§ **PROBLEM TO WORK ON**
Lines in the listing below containing the string "inverse" are to be identified and copied.
RECORDED DATA Block Start
PR #1982, opened 2025-06-04
Add generalized inverse Gaussian and generalized hyperbolic

### LINKED ISSUE #554: Generalized inverse Gaussian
RECORDED DATA Block End
§ **ANSWER TO THIS TASK**
Add generalized inverse Gaussian and generalized hyperbolic
### LINKED ISSUE #554: Generalized inverse Gaussian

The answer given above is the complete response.